A new study has uncovered that large language models (LLMs) can unintentionally inherit behavioural traits from other models—even when trained on data that contains no direct reference to those traits. The findings, published by researchers from Anthropic and Truthful AI under the Anthropic Fellows Programme, point to a phenomenon called subliminal learning.
In the core experiment, researchers trained a “student” model on purely numerical outputs generated by a “teacher” model previously prompted to express a preference for owls. Despite no mention of owls in the training data, the student model later displayed a distinct bias toward owls during unrelated evaluations. This pattern repeated across multiple traits, including morally concerning outputs like promoting crime or deception.
Hidden risks in model distillation and alignment testing
The study focused on model distillation, a common method where one AI system is fine-tuned using the outputs of another. Researchers found that even when training data is aggressively filtered to exclude any explicit cues, subtle statistical patterns in the data are enough to transmit behaviours.

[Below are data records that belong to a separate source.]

PR #845, opened 2025-02-03
PLU-403: add tooltip for cc recipients limitations

kevinkim-ogp:
## Problem
Postman does not provide notification of failures when CC-ing blacklisted emails.

## Solution
Temporary solution is to notify users of the limitation on the frontend.

## Before & After Screenshots

**BEFORE**:
NA.

**AFTER**:

Screenshot 2025-02-03 at 10 47 17 PM

## Tests
NA, frontend change.

### DIFF
--- a/packages/backend/src/apps/postman/common/parameters.ts
+++ b/packages/backend/src/apps/postman/common/parameters.ts
@@ -57,6 +57,8 @@ export const transactionalEmailFields: IField[] = [
     required: false,
     description:
       'Enter the email addresses to CC, separated by commas.\nCC recipients will receive a copy of the email for each main recipient.',
+    tooltipText:
+      'CC recipient status is not tracked, and blacklisted CC recipients will be ignored, but the email will still be sent to other recipients.',
     variables: true,
   },
   {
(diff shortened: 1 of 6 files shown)


packages/backend/src/apps/postman/common/parameters.ts
```diff
@@ -57,6 +57,8 @@ export const transactionalEmailFields: IField[] = [
     required: false,
     description:
       'Enter the email addresses to CC, separated by commas.\nCC recipients will receive a copy of the email for each main recipient.',
+    tooltipText:
+      'CC recipient status is not tracked, and blacklisted CC recipients will be ignored, but the email will still be sent to other recipients.',
```
pregnantboy: CC recipient status is not tracked. Blacklisted CC recipients will be ignored, but the email will still be sent to other recipients.

kevinkim-ogp: 🫡 nice thanks sir, message is clearer

pregnantboy (approved):

PR #847, opened 2025-02-06
PLU-405: only display executions for single pipe

kevinkim-ogp:
## Problem
- Executions page displays executions for ALL pipes on load, causing expensive DB queries for users with large number of executions and execution steps
- Expensive queries are causing a spike in RDS CPU utilisation
- Queries are expensive and slow as indexes are not used due to 'IN' clause

## Solution
- Only fetch queries for a single Flow, which reduces cost of DB query as index will be used

## Before & After Screenshots

**BEFORE**:
Screenshot 2025-02-06 at 11 03 55 AM

**AFTER**:
Screenshot 2025-02-06 at 11 04 21 AM
Screenshot 2025-02-06 at 11 04 34 AM
Screenshot 2025-02-06 at 11 04 44 AM
Screenshot 2025-02-06 at 11 13 19 AM

## Tests
- [x] Executions are displayed correctly for the selected Pipe / Status
- [x] Execution failure email links are redirecting to the Executions page with the correct Pipe and Executions displayed

**New scripts**:
- `packages/frontend/src/pages/Executions/components/SelectWithFilterInput.tsx` : SingleSelect with Status filter


packages/backend/src/graphql/queries/get-executions.ts
```diff
@@ -31,6 +30,7 @@ const getExecutions: QueryResolvers['getExecutions'] = async (
     })
     .where(filterBuilder)
     .orderBy('created_at', 'desc')
+    .debug()
```
liangyuanruo: is this `debug` dangling?

kevinkim-ogp: good catch, thanks 🫡

pregnantboy (approved):

PR #850, opened 2025-02-06
PLU-401: Deleted steps are removed from past executions

kevinkim-ogp:
## Problem
- When a step is deleted, the related execution steps are removed from the steps of past executions in the Executions tab.
  - Current query ignores execution steps that have been soft deleted (soft delete happens when user deletes a step in the Pipe editor)
- Execution row app icons do not reflect the correct apps that were executed, only shows the current apps in the Pipe

## Solution
- Query for all execution steps regardless of delete status to reflect the execution accurately.
- Query and display the app keys for each execution

## Before & After Screenshots

**BEFORE**:
image
image (1)
Screenshot 2025-02-06 at 11 01 13 PM

**AFTER**:
Screenshot 2025-02-06 at 9 40 32 PM
Screenshot 2025-02-06 at 9 41 06 PM
Screenshot 2025-02-06 at 9 41 19 PM
Screenshot 2025-02-06 at 10 59 11 PM

## Tests
- [x] Existing pipes execute as usual
- [x] Failed pipes show error as usual
- [x] New executions follow the updated steps in the Pipe
- [x] Past executions reflect the correct steps prior to the updates

### DIFF
--- a/packages/frontend/src/components/ExecutionRow/index.tsx
+++ b/packages/frontend/src/components/ExecutionRow/index.tsx
@@ -27,7 +27,7 @@ type ExecutionRowProps = {
 
 export default function ExecutionRow(props: ExecutionRowProps): ReactElement {
   const { execution } = props
-  const { flow } = execution
+  const { flow, executionSteps } = execution
 
   const createdAt = DateTime.fromMillis(parseInt(execution.createdAt, 10))
   const relativeCreatedAt = createdAt.toRelative()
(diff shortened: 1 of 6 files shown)


packages/frontend/src/components/ExecutionRow/index.tsx
```diff
@@ -63,7 +63,11 @@ export default function ExecutionRow(props: ExecutionRowProps): ReactElement {
           >
             <GridItem area="apps">
               <HStack>
-                <FlowAppIcons steps={flow.steps} />
+                <FlowAppIcons
+                  steps={[...executionSteps].sort(
```
pregnantboy, line 68: can add a comment here that we are passing executionSteps into steps prop to preserve deleted execution steps

pregnantboy (approved):
lgtm

PR #854, opened 2025-02-10
fix: missing file for m365 step after pipe transfer

m0nggh:
## Problem

Missing file error is not caught properly after pipe is transferred, this occurs if the m365 excel file is not manually transferred from the old owner to the new owner (and the new owner clicks on pipe transfer settings)

## Solution

Catch the error and warn with the logger + return instructions for missing file

## Tests
- Check that after pipe transfer, new owner clicks into the settings and no error shows anymore (instead the instruction shows)
image


packages/backend/src/apps/m365-excel/common/get-transfer-details.ts
```diff
@@ -41,22 +42,28 @@ async function getTransferDetails(
...
+    })
 
-  return {
-    position: $.step.position,
-    appName: $.app.name,
-    connectionName: results.data.name,
+    return {
+      position: $.step.position,
+      appName: $.app.name,
+      instructions: 'M365 file cannot be found in your folder',
```
pregnantboy: The error should apply only when code === 'itemNotFound'. If not you can return another error message?

```
data: {
   error: {
   code: 'itemNotFound',
   message: 'The resource could not be found.'
   }
},
```

m0nggh: ok got it, thanks!

pregnantboy (approved):

PR #856, opened 2025-02-11
fix: prevent infinite loop if position goes out of order

pregnantboy:
alter logic to use index instead of position
log with prefix BUG: to trigger alert to oncall


kevinkim-ogp (approved):
lgtm, tested and confirmed that infinite loop is prevented 💪

PR #859, opened 2025-02-11
PLU-408: FormSG new local address field

kevinkim-ogp:
## Feature
FormSG is releasing a new local address field
Screenshot 2025-02-11 at 10 16 02 PM

**Features**:

- Handle address field inputs and create the respective variables
- FormSG local address inputs are received as answer arrays in Plumber in the following order:
  1. Block number
  2. Street name
  3. Building name (optional)
  4. Level number (optional)
  5. Unit number (optional)
  6. Postal code
- Level number and unit number are combined into a single variable 'Unit number'
  - FormSG has validation that both Level number and Unit number must be filled if either field is filled

## Before & After Screenshots

**BEFORE**:
NA.

**AFTER**:
Screenshot 2025-02-11 at 10 23 21 PM

Variables are available for use even if data was not provided in test submission
Screenshot 2025-02-12 at 6 52 55 PM
Screenshot 2025-02-12 at 6 54 35 PM

Mock data is generated for all fields
Screenshot 2025-02-12 at 6 56 27 PM
Screenshot 2025-02-12 at 6 56 41 PM

## Tests

- [x] All other FormSG fields are parsed correctly, just like before this new field was introduced
- [x] Address fields are parsed in the correct order, with variables available for use even if field was empty during test submission
- [x] All FormSG functionalities are working after formsg-sdk upgrade (connecting new form, receiving new form submissions on existing forms)

## Deploy Notes
- FormSG is targeting to release the local address field on Thu, 13-Feb-2025. Plumber can release this feature anytime as it is not dependent on their release.

### DIFF
--- a/package-lock.json
+++ b/package-lock.json
@@ -7701,10 +7701,11 @@
       }
     },
     "node_modules/@opengovsg/formsg-sdk": {
-      "version": "0.11.0",
-      "license": "MIT",
+      "version": "0.13.0",
+      "resolved": "https://registry.npmjs.org/@opengovsg/formsg-sdk/-/formsg-sdk-0.13.0.tgz",
+      "integrity": "sha512-rByyDeR98ubJbNSKk6zy98MmxFsiBqFTJqzLX3lWtQxDAJzcX17PCAdmi9U89riNff1H86yyCUvNtlUUJIVnDw==",
       "dependencies": {
-        "axios": "^1.6.2",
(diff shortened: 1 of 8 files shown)


pregnantboy (approved):
looks good but let's not merge first. i just saw the formsg channel and it seems there might be a possibility that they output might change. hold off merging till formsg releases to prod.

Critically, this behavioural transmission only occurred when the student model shared the same base architecture as the teacher. A model based on GPT-4.1 could pass traits to another GPT-4.1-based model, but not to a student built on a different foundation such as Qwen.

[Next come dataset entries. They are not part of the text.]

PR #860, opened 2025-02-12
fix: step position race condition

pregnantboy:
Changes 
1. Create step
   - Refactor PATCH query
   - SET ISOLATION LEVEL
   - Unit tests
2. Delete step
   - SET ISOLATION LEVEL
3. Publish/unpublish flow
   - Set published at for all pipes
   - Check that positions are correct
   - Unit tests


kevinkim-ogp (approved):
lgtm 💪

PR #863, opened 2025-02-14
chore: add automatic retries for 502s from M365

kevinkim-ogp:
## Problem
User reported receiving 502 bad gateway error for M365 step and had to manually retry for the step / execution to work.

## Solution
**Improvements**:
- Add automatic retries for 502s (already retrying for 500s and 503s)

### DIFF
--- a/packages/backend/src/apps/m365-excel/__tests__/common/interceptors.error-handlers.test.ts
+++ b/packages/backend/src/apps/m365-excel/__tests__/common/interceptors.error-handlers.test.ts
@@ -97,7 +97,7 @@ describe('M365 request error handlers', () => {
     vi.restoreAllMocks()
   })
 
-  it.each([500, 502])(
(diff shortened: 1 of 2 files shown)


packages/backend/src/apps/m365-excel/__tests__/common/interceptors.error-handlers.test.ts
```diff
@@ -97,6 +97,27 @@ describe('M365 request error handlers', () => {
     vi.restoreAllMocks()
   })
 
+  it.each([500, 502])(
```
m0nggh: combine this with 503 error for both test cases, then i think its good to go

kevinkim-ogp: good catch thanks!

m0nggh (approved):
nice lgtm sir

PR #864, opened 2025-02-17
chore: add env vars for Tiles local dev

kevinkim-ogp:
## Problem
Missing environment variables from `.env-example` affecting users from setting up local development environment.

## Solution
Update `.env-example`


m0nggh (approved):
lgtm thks

PR #1, opened 2022-11-09
feat: new implementation

vasco-santos:
This PR adds a skeleton for SST project for w3up-api.

Details:
- added eslint with `hd-scripts` (no pretty for now)
- used npm until pnpm properly supports sst
- added a `/hello` route to have something we can deploy and guarantee seed.run is properly setup - will be removed in favour of further routes in follow up PR
- project deployed in `us-west-2`

Things to decide:
- [ ] naming: should we rename to `upload-api`?

### DIFF
--- a/stacks/api-stack.js
+++ b/stacks/api-stack.js
@@ -1,0 +1,16 @@
+import { Api } from '@serverless-stack/resources'
+
+/**
+ * @param {import('@serverless-stack/resources').StackContext} properties
+ */
+export function ApiStack({ stack }) {
+  const api = new Api(stack, 'api', {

This trait inheritance presents a challenge for AI safety evaluation, as models can appear aligned during testing while concealing problematic tendencies learned from their source.
Research urges shift toward deeper safety metrics
Researchers argue that traditional safety tests focusing solely on surface behaviour may no longer be sufficient. According to the study, even a single gradient descent step on model-generated data can steer the student’s internal parameters toward the teacher’s bias.
Experiments using coding tasks, reasoning prompts, and image classification models confirmed the theoretical prediction. As the paper concludes, subliminal learning may be inevitable in current training architectures unless foundational changes are introduced to decouple behavioural encoding from base model inheritance.
The findings prompt a call for the AI community to explore alternative methods of knowledge transfer and incorporate more rigorous internal model auditing into safety benchmarks.